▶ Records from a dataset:
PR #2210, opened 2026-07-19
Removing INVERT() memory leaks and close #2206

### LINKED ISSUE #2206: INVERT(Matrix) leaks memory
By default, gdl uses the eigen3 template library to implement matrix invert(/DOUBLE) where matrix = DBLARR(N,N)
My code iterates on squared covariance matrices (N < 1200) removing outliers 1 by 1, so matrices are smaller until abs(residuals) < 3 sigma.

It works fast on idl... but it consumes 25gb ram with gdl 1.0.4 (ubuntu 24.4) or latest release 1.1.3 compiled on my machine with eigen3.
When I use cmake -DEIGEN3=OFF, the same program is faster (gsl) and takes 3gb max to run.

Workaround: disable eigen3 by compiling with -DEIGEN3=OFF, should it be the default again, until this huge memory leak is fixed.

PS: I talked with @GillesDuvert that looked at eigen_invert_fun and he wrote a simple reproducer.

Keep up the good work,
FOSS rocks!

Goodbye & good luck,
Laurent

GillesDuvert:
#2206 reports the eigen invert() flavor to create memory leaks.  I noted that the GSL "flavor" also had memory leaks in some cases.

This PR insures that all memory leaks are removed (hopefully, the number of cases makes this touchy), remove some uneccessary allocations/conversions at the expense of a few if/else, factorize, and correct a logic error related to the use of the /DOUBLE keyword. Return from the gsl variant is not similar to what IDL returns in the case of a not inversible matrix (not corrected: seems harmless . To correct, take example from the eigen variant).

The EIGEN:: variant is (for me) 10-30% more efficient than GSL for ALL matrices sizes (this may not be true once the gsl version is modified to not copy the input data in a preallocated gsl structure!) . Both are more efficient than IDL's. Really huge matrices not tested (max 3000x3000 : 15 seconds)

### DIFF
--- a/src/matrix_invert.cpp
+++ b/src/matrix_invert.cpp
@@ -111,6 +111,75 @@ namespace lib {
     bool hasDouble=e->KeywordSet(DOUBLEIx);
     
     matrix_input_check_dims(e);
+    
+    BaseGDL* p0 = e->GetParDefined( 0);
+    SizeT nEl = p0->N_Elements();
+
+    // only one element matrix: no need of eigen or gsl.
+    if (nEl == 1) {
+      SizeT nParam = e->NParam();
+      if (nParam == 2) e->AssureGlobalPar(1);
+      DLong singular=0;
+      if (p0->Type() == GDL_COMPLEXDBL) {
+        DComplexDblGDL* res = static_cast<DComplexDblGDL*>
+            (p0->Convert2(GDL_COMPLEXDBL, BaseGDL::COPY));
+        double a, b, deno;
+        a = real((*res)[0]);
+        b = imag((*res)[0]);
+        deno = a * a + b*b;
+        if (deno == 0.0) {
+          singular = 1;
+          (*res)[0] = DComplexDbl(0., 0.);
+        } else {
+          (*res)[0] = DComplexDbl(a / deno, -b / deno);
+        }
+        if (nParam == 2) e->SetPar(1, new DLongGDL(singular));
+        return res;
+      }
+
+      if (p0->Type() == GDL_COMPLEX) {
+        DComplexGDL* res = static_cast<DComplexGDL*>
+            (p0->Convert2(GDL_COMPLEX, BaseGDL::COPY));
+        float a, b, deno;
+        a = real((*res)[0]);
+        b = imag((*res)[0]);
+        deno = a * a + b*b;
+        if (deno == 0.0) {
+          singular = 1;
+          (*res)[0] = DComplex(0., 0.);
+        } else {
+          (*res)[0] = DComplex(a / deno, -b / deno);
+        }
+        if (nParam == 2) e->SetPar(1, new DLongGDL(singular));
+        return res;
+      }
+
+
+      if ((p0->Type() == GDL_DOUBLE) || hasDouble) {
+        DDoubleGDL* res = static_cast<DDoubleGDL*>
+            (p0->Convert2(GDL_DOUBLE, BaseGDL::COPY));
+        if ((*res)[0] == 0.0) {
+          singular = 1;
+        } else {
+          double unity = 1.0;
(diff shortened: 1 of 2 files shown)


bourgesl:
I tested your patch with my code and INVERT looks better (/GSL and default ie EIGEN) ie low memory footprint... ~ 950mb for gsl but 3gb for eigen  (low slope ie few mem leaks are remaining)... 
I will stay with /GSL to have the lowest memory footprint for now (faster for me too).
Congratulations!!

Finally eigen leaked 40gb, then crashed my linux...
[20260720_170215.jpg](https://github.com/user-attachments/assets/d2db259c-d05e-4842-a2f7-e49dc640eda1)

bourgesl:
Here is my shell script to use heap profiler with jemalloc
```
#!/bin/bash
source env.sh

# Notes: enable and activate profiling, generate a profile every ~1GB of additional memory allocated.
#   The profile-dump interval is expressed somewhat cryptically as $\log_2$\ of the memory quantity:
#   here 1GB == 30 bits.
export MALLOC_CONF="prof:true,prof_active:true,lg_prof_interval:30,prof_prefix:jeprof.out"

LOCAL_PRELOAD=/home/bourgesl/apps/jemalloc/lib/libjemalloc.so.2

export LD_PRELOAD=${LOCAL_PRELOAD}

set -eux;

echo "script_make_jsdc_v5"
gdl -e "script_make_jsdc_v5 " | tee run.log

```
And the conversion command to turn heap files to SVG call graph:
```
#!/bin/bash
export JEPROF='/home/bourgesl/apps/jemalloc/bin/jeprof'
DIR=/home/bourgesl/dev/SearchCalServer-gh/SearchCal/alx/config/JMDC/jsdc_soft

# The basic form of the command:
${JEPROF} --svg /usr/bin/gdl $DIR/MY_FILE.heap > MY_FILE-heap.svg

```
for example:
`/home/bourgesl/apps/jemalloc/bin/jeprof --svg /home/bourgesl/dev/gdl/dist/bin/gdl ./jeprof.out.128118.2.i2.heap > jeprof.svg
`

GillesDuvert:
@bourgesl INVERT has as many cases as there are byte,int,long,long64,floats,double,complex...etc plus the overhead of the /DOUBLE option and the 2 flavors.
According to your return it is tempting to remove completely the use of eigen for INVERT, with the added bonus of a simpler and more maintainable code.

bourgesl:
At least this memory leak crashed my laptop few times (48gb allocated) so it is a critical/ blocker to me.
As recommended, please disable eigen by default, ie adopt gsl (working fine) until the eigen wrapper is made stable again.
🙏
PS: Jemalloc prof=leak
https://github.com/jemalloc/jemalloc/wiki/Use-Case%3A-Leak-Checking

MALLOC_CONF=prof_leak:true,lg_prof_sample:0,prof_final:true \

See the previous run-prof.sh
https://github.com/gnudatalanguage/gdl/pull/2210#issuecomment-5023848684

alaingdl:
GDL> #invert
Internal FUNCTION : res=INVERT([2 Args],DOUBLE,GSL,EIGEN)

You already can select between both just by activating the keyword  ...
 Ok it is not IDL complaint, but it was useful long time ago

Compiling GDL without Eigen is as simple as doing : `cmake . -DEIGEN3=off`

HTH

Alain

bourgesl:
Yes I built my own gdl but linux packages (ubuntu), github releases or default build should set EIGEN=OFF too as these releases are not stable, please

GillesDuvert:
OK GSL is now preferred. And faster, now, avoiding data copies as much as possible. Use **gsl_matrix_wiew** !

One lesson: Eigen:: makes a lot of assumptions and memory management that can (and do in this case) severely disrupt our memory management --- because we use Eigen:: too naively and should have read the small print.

==

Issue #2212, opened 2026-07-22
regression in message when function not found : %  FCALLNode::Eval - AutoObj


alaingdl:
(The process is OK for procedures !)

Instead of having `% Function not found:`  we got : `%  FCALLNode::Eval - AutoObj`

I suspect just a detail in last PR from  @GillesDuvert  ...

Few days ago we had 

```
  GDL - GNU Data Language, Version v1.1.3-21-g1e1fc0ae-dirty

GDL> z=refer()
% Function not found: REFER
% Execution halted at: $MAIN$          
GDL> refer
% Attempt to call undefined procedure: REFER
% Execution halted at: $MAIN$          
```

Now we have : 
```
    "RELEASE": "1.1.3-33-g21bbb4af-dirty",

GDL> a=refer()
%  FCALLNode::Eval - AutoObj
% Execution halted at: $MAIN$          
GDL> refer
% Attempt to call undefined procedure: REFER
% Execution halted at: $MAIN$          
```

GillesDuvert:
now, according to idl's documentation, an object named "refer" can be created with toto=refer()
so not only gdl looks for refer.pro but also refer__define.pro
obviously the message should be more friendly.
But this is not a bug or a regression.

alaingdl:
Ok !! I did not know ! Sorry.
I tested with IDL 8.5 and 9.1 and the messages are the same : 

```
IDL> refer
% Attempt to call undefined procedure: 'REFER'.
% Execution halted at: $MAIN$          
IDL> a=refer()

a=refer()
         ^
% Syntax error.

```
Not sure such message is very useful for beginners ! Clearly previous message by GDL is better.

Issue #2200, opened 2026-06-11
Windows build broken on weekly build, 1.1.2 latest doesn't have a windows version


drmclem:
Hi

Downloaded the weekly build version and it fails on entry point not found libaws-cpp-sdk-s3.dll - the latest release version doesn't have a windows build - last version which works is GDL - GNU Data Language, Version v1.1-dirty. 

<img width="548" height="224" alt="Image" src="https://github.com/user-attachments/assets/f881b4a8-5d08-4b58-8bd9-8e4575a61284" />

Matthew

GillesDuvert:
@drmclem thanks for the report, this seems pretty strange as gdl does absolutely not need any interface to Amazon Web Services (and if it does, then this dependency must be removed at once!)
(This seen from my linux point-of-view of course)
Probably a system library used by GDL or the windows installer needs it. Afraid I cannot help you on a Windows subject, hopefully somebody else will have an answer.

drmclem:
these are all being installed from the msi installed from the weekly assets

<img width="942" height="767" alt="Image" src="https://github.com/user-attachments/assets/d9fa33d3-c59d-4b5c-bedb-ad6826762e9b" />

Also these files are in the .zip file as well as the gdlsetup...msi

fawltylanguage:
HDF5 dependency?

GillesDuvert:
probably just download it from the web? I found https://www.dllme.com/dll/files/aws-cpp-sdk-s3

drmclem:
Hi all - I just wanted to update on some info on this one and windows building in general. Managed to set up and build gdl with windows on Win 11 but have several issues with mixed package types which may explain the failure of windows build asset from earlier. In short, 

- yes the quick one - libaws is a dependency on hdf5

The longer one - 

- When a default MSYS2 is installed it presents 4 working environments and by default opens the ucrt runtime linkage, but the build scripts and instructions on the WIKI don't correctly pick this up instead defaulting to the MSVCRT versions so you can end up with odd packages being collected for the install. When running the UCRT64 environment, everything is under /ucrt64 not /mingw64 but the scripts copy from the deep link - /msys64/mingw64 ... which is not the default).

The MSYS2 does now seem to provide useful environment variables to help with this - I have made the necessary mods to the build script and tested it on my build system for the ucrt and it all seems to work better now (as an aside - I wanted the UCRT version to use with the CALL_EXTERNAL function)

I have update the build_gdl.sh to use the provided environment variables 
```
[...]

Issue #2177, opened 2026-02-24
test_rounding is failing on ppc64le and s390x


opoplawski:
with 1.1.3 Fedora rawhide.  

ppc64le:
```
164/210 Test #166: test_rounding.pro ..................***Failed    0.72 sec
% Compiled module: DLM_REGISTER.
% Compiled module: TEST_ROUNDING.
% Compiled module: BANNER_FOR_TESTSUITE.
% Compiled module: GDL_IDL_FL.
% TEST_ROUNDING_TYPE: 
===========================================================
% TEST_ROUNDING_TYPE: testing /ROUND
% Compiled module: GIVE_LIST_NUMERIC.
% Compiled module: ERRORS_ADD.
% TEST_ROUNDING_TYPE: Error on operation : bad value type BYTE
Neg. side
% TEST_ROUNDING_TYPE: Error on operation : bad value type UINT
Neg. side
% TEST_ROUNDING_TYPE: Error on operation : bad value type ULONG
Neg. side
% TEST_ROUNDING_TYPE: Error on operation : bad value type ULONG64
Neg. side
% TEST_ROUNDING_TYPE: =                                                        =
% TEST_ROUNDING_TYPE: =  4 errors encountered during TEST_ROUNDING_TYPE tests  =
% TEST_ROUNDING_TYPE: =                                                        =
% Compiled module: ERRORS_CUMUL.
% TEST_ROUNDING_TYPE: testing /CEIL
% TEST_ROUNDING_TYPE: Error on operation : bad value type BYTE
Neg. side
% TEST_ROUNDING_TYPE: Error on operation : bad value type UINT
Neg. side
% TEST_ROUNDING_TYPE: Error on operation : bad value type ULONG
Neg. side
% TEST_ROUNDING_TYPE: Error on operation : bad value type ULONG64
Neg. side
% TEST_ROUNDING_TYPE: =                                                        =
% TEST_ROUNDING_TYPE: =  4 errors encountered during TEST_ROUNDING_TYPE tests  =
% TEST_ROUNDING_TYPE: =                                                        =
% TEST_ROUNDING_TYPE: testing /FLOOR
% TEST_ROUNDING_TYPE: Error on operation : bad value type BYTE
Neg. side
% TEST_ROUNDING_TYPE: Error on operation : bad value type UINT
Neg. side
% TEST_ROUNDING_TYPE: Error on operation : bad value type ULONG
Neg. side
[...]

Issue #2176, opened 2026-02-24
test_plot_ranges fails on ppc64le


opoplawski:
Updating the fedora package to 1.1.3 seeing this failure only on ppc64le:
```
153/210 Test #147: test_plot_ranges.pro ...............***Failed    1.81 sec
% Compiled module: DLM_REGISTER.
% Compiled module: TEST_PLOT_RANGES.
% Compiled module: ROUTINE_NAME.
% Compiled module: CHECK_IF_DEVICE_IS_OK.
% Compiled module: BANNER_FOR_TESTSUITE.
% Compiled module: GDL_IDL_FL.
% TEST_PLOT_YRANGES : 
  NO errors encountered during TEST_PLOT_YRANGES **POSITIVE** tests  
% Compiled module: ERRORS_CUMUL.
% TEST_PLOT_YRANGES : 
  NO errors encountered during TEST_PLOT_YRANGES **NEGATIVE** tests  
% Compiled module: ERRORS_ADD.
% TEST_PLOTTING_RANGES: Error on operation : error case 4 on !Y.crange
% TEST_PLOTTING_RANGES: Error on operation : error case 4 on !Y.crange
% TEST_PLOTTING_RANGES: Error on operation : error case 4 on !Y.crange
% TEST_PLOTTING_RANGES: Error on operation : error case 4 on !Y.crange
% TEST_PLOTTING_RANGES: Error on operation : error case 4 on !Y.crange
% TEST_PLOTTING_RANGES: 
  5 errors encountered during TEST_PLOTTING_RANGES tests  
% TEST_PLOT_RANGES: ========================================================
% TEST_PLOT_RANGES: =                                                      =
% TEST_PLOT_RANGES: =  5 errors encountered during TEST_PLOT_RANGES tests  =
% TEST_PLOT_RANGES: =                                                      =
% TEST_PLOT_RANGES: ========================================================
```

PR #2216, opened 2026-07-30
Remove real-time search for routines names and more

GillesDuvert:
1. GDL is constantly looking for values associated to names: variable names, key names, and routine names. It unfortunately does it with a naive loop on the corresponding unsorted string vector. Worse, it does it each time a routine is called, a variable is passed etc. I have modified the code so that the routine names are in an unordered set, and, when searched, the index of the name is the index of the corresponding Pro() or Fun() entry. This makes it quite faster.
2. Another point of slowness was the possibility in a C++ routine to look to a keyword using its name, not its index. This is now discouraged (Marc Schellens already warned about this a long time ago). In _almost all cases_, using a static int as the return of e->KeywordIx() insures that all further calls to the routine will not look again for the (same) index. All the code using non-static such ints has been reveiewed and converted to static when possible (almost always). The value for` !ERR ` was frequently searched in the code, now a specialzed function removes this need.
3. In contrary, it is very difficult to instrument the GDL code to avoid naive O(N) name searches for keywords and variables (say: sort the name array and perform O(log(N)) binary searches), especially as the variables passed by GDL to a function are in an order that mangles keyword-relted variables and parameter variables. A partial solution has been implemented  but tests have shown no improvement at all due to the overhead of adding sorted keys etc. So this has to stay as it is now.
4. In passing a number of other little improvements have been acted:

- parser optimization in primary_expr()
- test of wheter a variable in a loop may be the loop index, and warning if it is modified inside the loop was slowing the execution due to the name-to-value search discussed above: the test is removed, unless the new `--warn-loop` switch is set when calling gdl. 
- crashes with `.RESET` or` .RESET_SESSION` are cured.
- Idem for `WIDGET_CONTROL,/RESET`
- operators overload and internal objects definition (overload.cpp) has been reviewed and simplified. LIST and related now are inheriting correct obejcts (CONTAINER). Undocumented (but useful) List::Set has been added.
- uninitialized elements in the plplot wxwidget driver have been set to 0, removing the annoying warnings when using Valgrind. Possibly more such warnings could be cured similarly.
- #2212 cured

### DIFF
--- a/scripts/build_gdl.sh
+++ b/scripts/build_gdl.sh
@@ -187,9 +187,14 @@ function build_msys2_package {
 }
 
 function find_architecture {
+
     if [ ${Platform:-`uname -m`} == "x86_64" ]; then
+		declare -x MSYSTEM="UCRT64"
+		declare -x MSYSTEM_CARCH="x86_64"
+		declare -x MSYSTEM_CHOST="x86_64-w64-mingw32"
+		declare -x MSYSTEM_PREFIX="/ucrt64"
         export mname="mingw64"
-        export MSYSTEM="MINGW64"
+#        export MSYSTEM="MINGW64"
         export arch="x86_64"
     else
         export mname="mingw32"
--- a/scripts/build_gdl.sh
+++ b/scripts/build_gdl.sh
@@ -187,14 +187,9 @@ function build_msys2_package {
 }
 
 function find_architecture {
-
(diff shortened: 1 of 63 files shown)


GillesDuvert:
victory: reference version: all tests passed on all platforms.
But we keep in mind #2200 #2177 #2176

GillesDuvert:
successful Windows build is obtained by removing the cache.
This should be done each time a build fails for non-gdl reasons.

▶ Task goal: Wherever a line in the records contains the word "shortened", copy that line.

▶ Result of this task:
(diff shortened: 1 of 2 files shown)
(diff shortened: 1 of 63 files shown)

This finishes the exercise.